■ **ABOUT THIS EXERCISE**:
The expected output is a copy of every line in the records with the string "Require".
---------------
Issue #419, opened 2023-12-07
How can I change Shell Prompt


kevinah95:
**Is your feature request related to a problem? Please describe.**
I want to change the shell prompt.

**Describe the solution you'd like**
I'd like to have the chance to change the start symbol of the shell prompt, for example:

```bash
λ Commands with lambda at start
λ pwd
Σ Commands with sigma at start
Σ pwd
```

**Describe alternatives you've considered**
Add a config variable like:

Set Prompt λ
or
Set Shell Prompt λ

**Additional context**
Example:

![hacienda](https://github.com/charmbracelet/vhs/assets/7193395/9b1a3965-20d6-44f1-8c0d-53d315d8bf82)

edoardottt:
+1, interested on this feature

maaslalani:
Hey there! Thank you for the issue, I believe we should probably add some sort of setting for the `PROMPT` or allow setting environments (or both!):

Proposed solution:

```elixir
Set Prompt "> "
```

Or:

```elixir
Env PROMPT "> "
Env SECRET "$(pass SECRET)"
```

maaslalani:
Currently the prompt is hardcoded in: https://github.com/charmbracelet/vhs/blob/ed89b8b81081828548896e30dbe3770921f5e92c/shell.go#L23

and the default shell is `bash`.

What version of VHS and `ttyd` are you using and which operating system?

ocervell:
Weird, for me the default shell is `bash-5.0$` ...

Running latest version of VHS with Ubuntu 20.04.6 LTS running in a Vagrant VM:
```
vagrant@ubuntu2004:~/secator$ vhs -v
vhs version v0.7.1 (537d03a)

vagrant@ubuntu2004:~/secator$ lsb_release -a
No LSB modules are available.
Distributor ID: Ubuntu
Description:    Ubuntu 20.04.6 LTS
Release:        20.04
Codename:       focal
```

maaslalani:
I see, @ocervell do you have anything in your `~/.login` / `~/.bash_login` out of curiosity?

We use a `--login` shell and I'm wondering if perhaps the prompt is being overridden there. If that's the conflict then we can perhaps override with VHS by setting the prompt after that.

ocervell:
Nope, the files don't even exist on my machine.

We have this in the ~/.bashrc:
```sh
if [ "$ASCIINEMA_REC" == "1" ]; then
    PS1='\$ '
[...]

PR #469, opened 2024-04-18
cmd: add support for `ENV` command

Delta456:
Implements https://github.com/charmbracelet/vhs/issues/419

image

```haskell
Output examples/demo.gif
Env PROMPT "〉"

Require echo

Set Shell "bash"
Set FontSize 32
Set Width 1200
Set Height 600

Sleep 5s
```

and also allows adding environment variables.

image

```haskell
Env TESTING "this works"

Type "echo $TESTING"
Enter
Sleep 3s
```

### DIFF
--- a/README.md
+++ b/README.md
@@ -744,9 +744,9 @@ Paste
 `Env` command sets the environment variable via key-value pair.
 
 ```elixir
-Env KEY "the command is working"
+Env HELLO WORLD
 
-Type "echo $KEY"
+Type "echo $HELLO"
 Enter
 Sleep 3s
 ```
--- a/README.md
+++ b/README.md
@@ -221,6 +221,7 @@ There are a few basic types of VHS commands:
 * [`Screenshot`](#screenshot): screenshot the current frame
 * [`Copy/Paste`](#copy--paste): copy and paste text from clipboard.
 * [`Source`](#source): source commands from another tape
+* [`Env <Key> Value`](#env): set environment variables
 
 ### Output
 
@@ -738,6 +739,35 @@ Sleep 500ms
 Paste
 ```
 
+### Env
+
+`Env` command sets the environment variable via key-value pair.
+
+```elixir
+Env KEY "the command is working"
+
+Type "echo $KEY"
+Enter
+Sleep 3s
+```
+
+`Env PROMPT value` changes the command prompt to the given value.
+
+```elixir
+Output examples/demo.gif
+Env PROMPT "Σ"
+
+Require echo
+
+Set Shell "bash"
+Set FontSize 32
+Set Width 1200
+Set Height 600
+
+Type "echo 'Custom prompt'" Sleep 500ms  Enter
+
+Sleep 5s
+```
 
 ### Source
 
--- a/README.md
+++ b/README.md
@@ -751,23 +751,6 @@ Enter
 Sleep 3s
 ```
 
-`Env PROMPT value` changes the command prompt to the given value.
-
-```elixir
-Output examples/demo.gif
-Env PROMPT "Σ"
-
-Require echo
-
-Set Shell "bash"
-Set FontSize 32
-Set Width 1200
-Set Height 600
-
-Type "echo 'Custom prompt'" Sleep 500ms  Enter
-
-Sleep 5s
-```
 
 ### Source
 
--- a/command.go
+++ b/command.go
@@ -253,14 +253,6 @@ func ExecuteCopy(c parser.Command, _ *VHS) {
 func ExecuteEnv(c parser.Command, v *VHS) {
 	_ = os.Setenv(c.Options, c.Args)
 
-	if c.Options == "PROMPT" {
-		if v.Options.Shell.Env != nil {
-			v.Options.Shell.Env[0] = strings.ReplaceAll(v.Options.Shell.Env[0], ">", c.Args)
-		} else if v.Options.Shell.Command != nil {
-			last := len(v.Options.Shell.Command) - 1
-			v.Options.Shell.Command[last] = strings.ReplaceAll(v.Options.Shell.Command[last], ">", c.Args)
-		}
-	}
 }
 
 // ExecutePaste pastes text from the clipboard.
--- a/command.go
+++ b/command.go
@@ -252,7 +252,6 @@ func ExecuteCopy(c parser.Command, _ *VHS) {
 // ExecuteEnv sets env with given key-value pair.
 func ExecuteEnv(c parser.Command, _ *VHS) {
 	_ = os.Setenv(c.Options, c.Args)
-
 }
 
 // ExecutePaste pastes text from the clipboard.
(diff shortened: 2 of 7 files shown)


command.go
```diff
@@ -248,6 +249,20 @@ func ExecuteCopy(c parser.Command, _ *VHS) {
...
+	_ = os.Setenv(c.Options, c.Args)
+
+	if c.Options == "PROMPT" {
+		if v.Options.Shell.Env != nil {
+			v.Options.Shell.Env[0] = strings.ReplaceAll(v.Options.Shell.Env[0], ">", c.Args)
+		} else if v.Options.Shell.Command != nil {
+			last := len(v.Options.Shell.Command) - 1
+			v.Options.Shell.Command[last] = strings.ReplaceAll(v.Options.Shell.Command[last], ">", c.Args)
+		}
+	}
```
Delta456, line 263: I couldn't find a better way to set up during the evaluation time. This also feels very hacky. I would love to know a better way to do this.

command.go
```diff
@@ -248,6 +249,20 @@ func ExecuteCopy(c parser.Command, _ *VHS) {
 	_ = clipboard.WriteAll(c.Args)
 }
 
+// ExecuteEnv sets env with given key-value pair.
+func ExecuteEnv(c parser.Command, v *VHS) {
+	_ = os.Setenv(c.Options, c.Args)
```
Delta456, line 254: Need to also un-set these environment variables after they are used(?)

maaslalani: Does this affect the actual users session? I imagine it doesn't and will disappear after the recording is over. If it does persist after the session is done then we could first save the user environment and then set the environment to the `oldEnvironment` afterwards.

command.go
Delta456:
```go
package main

import (
	"fmt"
	"os"
)

// Supported shells of VHS
const (
	bash       = "bash"
	cmdexe     = "cmd"
	fish       = "fish"
	nushell    = "nu"
	powershell = "powershell"
	pwsh       = "pwsh"
	zsh        = "zsh"
)

// Shell is a type that contains a prompt and the command to set up the shell.
type Shell struct {
	Command []string
	Env     []string
}

var prompt = func() string {
	prompt := os.Getenv("PROMPT")
	if prompt == "" {
		return "> "
	}
	return prompt
}()

// Shells contains a mapping from shell names to their Shell struct.
var Shells = map[string]Shell{
	bash: {
		Env:     []string{fmt.Sprintf("PS1=\\[\\e[38;2;90;86;224m\\]%s \\[\\e[0m\\]", prompt), "BASH_SILENCE_DEPRECATION_WARNING=1"},
		Command: []string{"bash", "--noprofile", "--norc", "--login", "+o", "history"},
	},
	zsh: {
		Env:     []string{fmt.Sprintf(`PROMPT=%%F{#5B56E0}%s %%F{reset_color}`, prompt)},
		Command: []string{"zsh", "--histnostore", "--no-rcs"},
	},
	fish: {
		Command: []string{
			"fish",
			"--login",
			"--no-config",
			"--private",
			"-C", "function fish_greeting; end",
			"-C", fmt.Sprintf(`function fish_prompt; set_color 5B56E0; echo -n "%s "; set_color normal; end`, prompt),
		},
	},
	powershell: {
		Command: []string{
			"powershell",
			"-NoLogo",
			"-NoExit",
			"-NoProfile",
			"-Command",
			fmt.Sprintf(`Set-PSReadLineOption -HistorySaveStyle SaveNothing; function prompt { Write-Host '%s' -NoNewLine -ForegroundColor Blue; return ' ' }`, prompt),
		},
	},
	pwsh: {
		Command: []string{
			"pwsh",
			"-Login",
			"-NoLogo",
			"-NoExit",
			"-NoProfile",
			"-Command",
			fmt.Sprintf(`Set-PSReadLineOption -HistorySaveStyle SaveNothing; Function prompt { Write-Host -ForegroundColor Blue -NoNewLine '%s'; return ' ' }`, prompt),
		},
	},
	cmdexe: {
		Command: []string{"cmd.exe", "/k", fmt.Sprintf("prompt=^%s ", prompt)},
	},
	nushell: {
		Command: []string{"nu", "--execute", "$env.PROMPT_COMMAND = {''}"},
	},
}
```

Was trying something like this but it didn't work.

command.go
Delta456: Ok it doesn't affect and disappears.

Delta456:
Ready for review

command.go
maaslalani, line 263: Let's remove this hack for now and keep thinking how to solve `PROMPT`s

maaslalani, line 263:
```suggestion
```

Delta456: Sure

README.md
```diff
@@ -738,6 +739,35 @@ Sleep 500ms
...
+
+Set Shell "bash"
+Set FontSize 32
+Set Width 1200
+Set Height 600
+
+Type "echo 'Custom prompt'" Sleep 500ms  Enter
+
+Sleep 5s
+```
```
maaslalani, line 770:
```suggestion
```

README.md
```diff
@@ -738,6 +739,18 @@ Sleep 500ms
 Paste
 ```
 
+### Env
+
+`Env` command sets the environment variable via key-value pair.
+
+```elixir
+Env KEY "the command is working"
```
maaslalani, line 747:
```suggestion
Env HELLO WORLD
```

README.md
```diff
@@ -738,6 +739,18 @@ Sleep 500ms
...
+
+Type "echo $KEY"
```
maaslalani, line 749:
```suggestion
Type "echo $HELLO"
```

maaslalani:
Awesome work @Delta456, thank you so much!

command.go
```diff
@@ -248,6 +249,12 @@ func ExecuteCopy(c parser.Command, _ *VHS) {
 	_ = clipboard.WriteAll(c.Args)
 }
 
+// ExecuteEnv sets env with given key-value pair.
+func ExecuteEnv(c parser.Command, v *VHS) {
```
maaslalani, line 253:
```suggestion
func ExecuteEnv(c parser.Command, _ *VHS) {
```

command.go
```diff
@@ -248,6 +249,12 @@ func ExecuteCopy(c parser.Command, _ *VHS) {
 	_ = clipboard.WriteAll(c.Args)
 }
 
+// ExecuteEnv sets env with given key-value pair.
+func ExecuteEnv(c parser.Command, _ *VHS) {
+	_ = os.Setenv(c.Options, c.Args)
+
```
maaslalani, line 255:
```suggestion
```

rahji:
Can we get a new Release so this feature is included when someone does `go install github.com/charmbracelet/vhs@latest`? PS the helix editor's syntax highlighting file will need updating.

SVendittelli:
I second the request for a new release. I install using `winget` and I'd like to be able to use the new `Env` functionality.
---------------
■ **SOLUTION**:
Require echo
+Require echo
-Require echo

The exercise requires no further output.